Jobs that are close together in this plot share similar characteristics in terms of number of positions and salary ranges.

Jobs that are far apart are more distinct in these features.

This plot provides a clear 2D view of the dataset’s structure after dimensionality reduction.

  1. Elbow Method Plot

The elbow plot helps determine the optimal number of clusters (k) for K-means. It shows the total within-cluster sum of squares (WSS) for different values of k.

Interpretation:

The “elbow” point, where the reduction in WSS starts to level off, indicates a suitable number of clusters.

In this analysis, the elbow suggested that k = 3 is appropriate for grouping jobs with similar patterns in positions and salaries.

  1. Silhouette Method Plot

The silhouette plot evaluates cluster quality for different k values. It measures how similar each job is to its own cluster compared to other clusters.

Interpretation:

Higher silhouette values indicate better-defined clusters.

The plot confirmed that k = 3 produces well-separated clusters, aligning with the elbow method.

  1. K-Means Cluster Plot on PCA-Reduced Data

This scatter plot overlays K-means cluster assignments on the PCA-reduced space. Each point represents a job, colored by its assigned cluster, and convex hulls show the cluster boundaries.

Interpretation:

Cluster 1: Jobs with higher salaries but fewer openings.

Cluster 2: Jobs with moderate salaries and positions.

Cluster 3: Jobs with lower salaries but more positions.

The plot visually confirms that K-means successfully grouped jobs with similar numeric characteristics.

Clusters are well-separated, indicating that PCA effectively captured the main patterns in the data, and K-means leveraged these patterns to form meaningful groups.

Conclusion

The analysis of the NYC Jobs dataset using PCA and K-means clustering yielded several key insights:

Dimensionality Reduction: PCA successfully reduced the dataset to two principal components while retaining most of the variance. This allowed for easier visualization and interpretation of job patterns.

Cluster Identification: K-means clustering revealed three distinct groups of jobs. These clusters reflected differences in the number of positions and salary ranges:

Cluster 1: Jobs with higher salaries but fewer openings.

Cluster 2: Jobs with moderate salaries and a moderate number of positions.

Cluster 3: Jobs with lower salaries but multiple openings.

Insights for Workforce Planning: Understanding these clusters can assist agencies in decision-making related to recruitment priorities, salary adjustments, and resource allocation. For example, positions in high-salary clusters may require more targeted recruitment efforts due to limited openings.

Methodological Value: The combination of PCA for dimensionality reduction and K-means for clustering provides a robust framework for exploratory analysis in public sector workforce datasets.

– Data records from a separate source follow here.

PR #1576, opened 2019-08-08
Open Sourcing more WPF assemblies

stevenbrix:
This PR open sources the following assemblies:

- PresentationUI
- WindowsFormsIntegration
- System.Printing
- System.Windows.Presentation
- System.Windows.Controls.Ribbon
- Themes
    - PresentationFramework.Aero
    - PresentationFramework.Aero2
    - PresentationFramework.AeroLite
    - PresentationFramework.Classic
    - PresentationFramework.Luna
    - PresentationFramework.Royale

I've attached the [generated IL](https://github.com/dotnet/wpf/files/3483157/ildiffs.zip) from the assemblies, showing what they were previously when building internally and what they are now. There aren't any differences, other than the repo and commit hash which are embedded into the assemblies, which is expected.

Here is the internal PR which removes these assemblies: https://dev.azure.com/dnceng/internal/_git/dotnet-wpf-int/pullrequest/2583?_a=overview

Relates to issue #1579


vatsan-madhavan:
@stevenbrix, we need an issue associated with this for tell-mode tracking

eng/WpfArcadeSdk/tools/Pbt.targets
```diff
@@ -1,104 +1,113 @@
...
+    _WindowsDesktopSdkTargetFrameworkVersionFloor is defined in Microsoft.NET.WindowDesktop.props. 
+    This needs to be defined before Microsoft.NET.Sdk.WindowsDesktop.targets is imported. 
+  -->
+  <PropertyGroup Condition="'$(InternalMarkupCompilation)'=='true' And !Exists('$(LocalMicrosoftWinFXTargets)') ">
+    <_WindowsDesktopSdkTargetFrameworkVersionFloor Condition="'$(_WindowsDesktopSdkTargetFrameworkVersionFloor)' == ''">3.0</_WindowsDesktopSdkTargetFrameworkVersionFloor>
+  </PropertyGroup>
+  <Import Sdk="Microsoft.NET.Sdk.WindowsDesktop"
+          Project="../targets/Microsoft.NET.Sdk.WindowsDesktop.targets"
+          Condition="'$(InternalMarkupCompilation)'=='true' And !Exists('$(LocalMicrosoftWinFXTargets)') "/>
+
```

Overall, this analysis demonstrates how unsupervised learning techniques can uncover meaningful patterns in large employment datasets, offering a foundation for more in-depth studies by job type, agency, or geographic region.

References

New York City Open Data. (n.d.). NYC Jobs Dataset. Retrieved from https://data.cityofnewyork.us/

Jolliffe, I. T., & Cadima, J. (2016). Principal component analysis: A review and recent developments. Philosophical Transactions of the Royal Society A: Mathematical, Physical and Engineering Sciences, 374(2065), 20150202.

Kaufman, L., & Rousseeuw, P. J. (2009). Finding Groups in Data: An Introduction to Cluster Analysis. John Wiley & Sons.

Wickham, H., Averick, M., Bryan, J., Chang, W., McGowan, L., François, R., … & Yutani, H. (2019). Welcome to the tidyverse. Journal of Open Source Software, 4(43), 1686.

Husson, F., Josse, J., Le, S., & Mazet, J. (2019). FactoMineR: Multivariate Exploratory Data Analysis and Data Mining. R package version 2.4.